This repository contains the code and experiments for the paper "Exploring Flan-T5 for Post-ASR Error Correction". The project investigates the use of the Flan-T5 model for Generative Speech Error Correction (GenSEC) to enhance ASR outputs by mapping n-best hypotheses into a single, accurate transcription.
The paper is accepted at the 2024 IEEE Workshop on Spoken Language Technology - GenSEC Challenge. Final information about the paper will be updated upon proceedings publication.
Important
All the code for running the experiments is available in this repository. The pre-trained models are available on the Hugging Face model hub. Open an issue if you find any issue or need help.
This repository contains the code for training and evaluating the FLANEC models.

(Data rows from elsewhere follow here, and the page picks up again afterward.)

Issue #390, opened 2014-07-18
delete old log file with date being part of log file name


slav:
From docs on File-Target in One log file per day section:
```
        <target name="file" xsi:type="File"
            layout="${longdate} ${logger} ${message}" 
            fileName="${basedir}/${shortdate}.log" />
```
This is exactly what I want to do. BUT, I want to only keep last 30 files, and delete file from 31 days ago.

I tried to test it with this setup
```
		<target name="fileAll" xsi:type="File" fileName="${basedir}/${date:format=yyyyMMdd-HHmm}.log"
		layout="${defaultLayout}" archiveEvery="minute" maxArchiveFiles="2" archiveFileName="${basedir}/{#}.log" archiveDateFormat="yyyyMMdd-HHmm" archiveNumbering="Date"/>
```

But files didn't get deleted. It's as if archive isn't working in this specific case. Using NLog 3.1.

Any advice on how to set it up to work?

The reason for this setup is because I want the logfile to be shipped. For log file shipped to have less problems it's ideal for the file to never be renamed after it's created. So, I don't want to have log.txt that later becomes log.{date}.txt. I want it to be log.{date}.txt from the beginning and only to be deleted in 30 days.

Thank you.

rbouny:
+1

testzcrypto:
+1

304NotModified:
moved to 4.2 as it's not clear how to fix this (we need to investigate further)

304NotModified:
We fixed some code related to this in 4.1. We should test after release.

304NotModified:
I'm working on this. Thanks for the +1. 

We are now using http://nlog.userecho.com/ :)

304NotModified:
I can confirm this bug has been fixed in 4.1. See unit tests in https://github.com/NLog/NLog/pull/986 (Tested in 4.1 and 4.0, and some relevant tests are failing in 4.0 and succeeding in 4.1)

Before starting, you may want to install the required dependencies:
pip install -r requirements.txt
The config/
folder contains the configuration files for training and evaluation of all model types (e.g., standard-ft and LoRA) and sizes (e.g., base
, large
, xl
).
To train a model, you may want to look at the specific configuration file:
config/flan_t5_base.yaml
for the base model with standard fine-tuning 🔥config/flan_t5_large.yaml
for the large model with standard fine-tuning 🔥config/flan_t5_xl.yaml
for the xl model with standard fine-tuning 🔥config/flan_t5_base_lora.yaml
for the base model with LoRA 🧊config/flan_t5_large_lora.yaml
for the large model with LoRA 🧊config/flan_t5_xl_lora.yaml
for the xl model with LoRA 🧊
To train a model, you can run the following command:
- LoRA - base model example:
python train_flanec_lora.py --config config/flan_t5_base_lora.yaml
- Standard fine-tuning - base model example:
python train_flanec.py --config config/flan_t5_base.yaml
To evaluate a model, you may want to look at the specific configuration file and then run the following command:
- LoRA - base model example:
python infer_flanec_lora.py --config config/flan_t5_base_lora.yaml
- Standard fine-tuning - base model example:
python infer_flanec.py --config config/flan_t5_base.yaml
The evaluation script prints on screen the WER and CER scores computed with the evaluate
library from Hugging Face. It also print the WER (Edit Distance) computed according to the official Hypo2Trans evaluation script. The results reported in the paper are computed with the official script (even if WER is slightly higher than the one computed with the evaluate
library).
The models trained with Cumulative Dataset (CD) settings are available on the Hugging Face model hub:
- flanec-base-cd
- flanec-large-cd
- flanec-xl-cd
- flanec-base-cd-lora
- flanec-large-cd-lora
- flanec-xl-cd-lora
The models trained with Single Dataset (SD) settings are not yet available. This is because there is a model for each dataset in HyPoradise dataset, thus there should be 8 (datasets) x 3 (model sizes) x 2 (model types) = 48 models. If you are interested in these models, please open an issue to let us know.
If you want to use pre-trained models to reproduce the results, you can use the following code snippet:
python infer_flanec_lora.py --config config/flan_t5_base_lora.yaml --inference.specific_test_file <path-to-test-json>
To generate the correct trascription from a list of hypothesis, you want to use the same prompt used during training. The prompt should be a JSON file with the following format:
Generate the correct transcription for the following n-best list of ASR hypotheses:
1. <hypothesis-1>
2. <hypothesis-2>
...
5. <hypothesis-5>
The model should be able to generate the correct transcription from the list of hypotheses. For more information please refer to our paper - missing for the moment, will be updated upon publication.
- GenSEC Challenge: https://sites.google.com/view/gensec-challenge/home
- Hypo2Trans: https://github.com/Hypotheses-Paradise/Hypo2Trans
If you use this code or the models in your research, please cite the following paper:
the official citation will be updated upon SLT 2024 proceedings publication
@inproceedings{laquatra2024flanec,
title={FLANEC: Exploring FLAN-T5 for Post-ASR Error Correction},
author={La Quatra, Moreno and Salerno, Valerio Mario and Tsao, Yu and Siniscalchi, Sabato Marco},
booktitle={Proceedings of the 2024 IEEE Workshop on Spoken Language Technology},
year={2024}
}
This project is licensed under the MIT License - see the LICENSE file for details.